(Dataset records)
================================
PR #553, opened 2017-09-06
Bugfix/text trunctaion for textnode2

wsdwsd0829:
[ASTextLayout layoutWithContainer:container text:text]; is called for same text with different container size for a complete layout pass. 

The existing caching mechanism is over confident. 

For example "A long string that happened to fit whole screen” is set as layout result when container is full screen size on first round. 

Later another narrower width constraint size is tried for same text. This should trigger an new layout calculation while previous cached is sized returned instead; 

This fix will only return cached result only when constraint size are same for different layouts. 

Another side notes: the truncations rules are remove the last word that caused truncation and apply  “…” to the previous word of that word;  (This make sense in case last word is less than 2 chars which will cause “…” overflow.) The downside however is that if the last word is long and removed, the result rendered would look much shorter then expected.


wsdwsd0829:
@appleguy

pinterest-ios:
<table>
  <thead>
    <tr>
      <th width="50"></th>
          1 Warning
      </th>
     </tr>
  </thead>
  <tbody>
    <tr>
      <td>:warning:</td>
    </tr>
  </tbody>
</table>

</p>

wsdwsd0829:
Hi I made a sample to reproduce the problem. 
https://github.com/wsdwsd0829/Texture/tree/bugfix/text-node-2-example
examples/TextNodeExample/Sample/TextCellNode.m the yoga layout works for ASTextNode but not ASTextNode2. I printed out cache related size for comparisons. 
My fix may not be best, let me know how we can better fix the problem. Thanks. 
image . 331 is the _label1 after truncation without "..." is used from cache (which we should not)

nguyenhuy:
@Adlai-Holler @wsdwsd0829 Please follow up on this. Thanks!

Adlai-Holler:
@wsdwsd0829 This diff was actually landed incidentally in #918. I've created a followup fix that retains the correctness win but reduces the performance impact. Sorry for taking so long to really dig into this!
================================
What you need to do: Write out the records shown above, exactly as they appear.

Answer below:
PR #553, opened 2017-09-06
Bugfix/text trunctaion for textnode2

wsdwsd0829:
[ASTextLayout layoutWithContainer:container text:text]; is called for same text with different container size for a complete layout pass. 

The existing caching mechanism is over confident. 

For example "A long string that happened to fit whole screen” is set as layout result when container is full screen size on first round. 

Later another narrower width constraint size is tried for same text. This should trigger an new layout calculation while previous cached is sized returned instead; 

This fix will only return cached result only when constraint size are same for different layouts. 

Another side notes: the truncations rules are remove the last word that caused truncation and apply  “…” to the previous word of that word;  (This make sense in case last word is less than 2 chars which will cause “…” overflow.) The downside however is that if the last word is long and removed, the result rendered would look much shorter then expected.


wsdwsd0829:
@appleguy

pinterest-ios:
<table>
  <thead>
    <tr>
      <th width="50"></th>
          1 Warning
      </th>
     </tr>
  </thead>
  <tbody>
    <tr>
      <td>:warning:</td>
    </tr>
  </tbody>
</table>

</p>

wsdwsd0829:
Hi I made a sample to reproduce the problem. 
https://github.com/wsdwsd0829/Texture/tree/bugfix/text-node-2-example
examples/TextNodeExample/Sample/TextCellNode.m the yoga layout works for ASTextNode but not ASTextNode2. I printed out cache related size for comparisons. 
My fix may not be best, let me know how we can better fix the problem. Thanks. 
image . 331 is the _label1 after truncation without "..." is used from cache (which we should not)

nguyenhuy:
@Adlai-Holler @wsdwsd0829 Please follow up on this. Thanks!

Adlai-Holler:
@wsdwsd0829 This diff was actually landed incidentally in #918. I've created a followup fix that retains the correctness win but reduces the performance impact. Sorry for taking so long to really dig into this!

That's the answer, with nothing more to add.